A charge +q is located at the origin, while an identical charge is located on the x axis at x = +0.57 m. A third charge of +2q is located on the x axis at such a place that the net electrostatic force on the charge at the origin doubles, its direction remaining unchanged.
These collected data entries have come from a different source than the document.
PR #6088, opened 2024-07-02
sets throttle policy correctly

xurui-c:
The throttle policy should be the policy with the smallest number of threads. The existing logic simply takes the last throttling policy in the `for-loop`

### DIFF
--- a/snuba/web/db_query.py
+++ b/snuba/web/db_query.py
@@ -869,7 +869,6 @@ def _apply_allocation_policies_quota(
                 allowance = allocation_policy.get_quota_allowance(
                     attribution_info.tenant_ids, query_id
                 )
-                num_threads = min(num_threads, allowance.max_threads)
                 can_run &= allowance.can_run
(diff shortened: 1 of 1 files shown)


snuba/web/db_query.py
```diff
@@ -869,18 +869,19 @@ def _apply_allocation_policies_quota(
...
                     "quota_allowance",
                     quota_allowances[allocation_policy.config_key()],
                 )
                 if allowance.is_throttled:
-                    throttle_quota_and_policy = _QuotaAndPolicy(
-                        quota_allowance=allowance,
-                        policy_name=allocation_policy.config_key(),
-                    )
+                    if allowance.max_threads < num_threads:
+                        throttle_quota_and_policy = _QuotaAndPolicy(
```
ayirr7, line 880: Is this basically saying to set some sort of query throttling if we want to allocate a lower max threads ?

xurui-c: exactly

ayirr7 (approved):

Where should the third charge be located?

Answer 1

Answer:

The third charge placed is 0.80 m.

Explanation:

Given that,

Distance = 0.57 m

First charge = q

Third charge = 2q

We need to calculate the electrostatic force on charge q₁ due to q₂

Using formula of electrostatic force

$F_{21}=\dfrac{kq_{1}q_{2}}{r_{1}^2}$

When placed another charge q₃ at certain distance from origin, then the net force on charge q₁ due to both charges is

$F_{net}=F_{21}+F_{31}$

The net electrostatic force on the charge at the origin doubles.

$2F_{21}=F_{21}+F_{31}$

$F_{31}=F_{21}$

$\dfrac{kq_{3}q_{1}}{r_{2}^2}=\dfrac{kq_{2}q_{1}}{r_{1}^2}$

$\dfrac{q_{3}}{r_{2}^2}=\dfrac{q_{2}}{r_{1}^2}$

$r_{2}^2=\dfrac{q_{3}}{q_{2}\timesr_{1}^2}$

$r_{2}=\sqrt{\dfrac{q_{3}}{q_{2}}}r_{1}$

Put the value into the formula

$r_{2}=\sqrt{\dfrac{2q}{q}}\times0.57$

$r_{2}=\sqrt{2}\times0.57$

$r_{2}=0.80\ m$

Hence, The third charge placed is 0.80 m from origin in x-axis.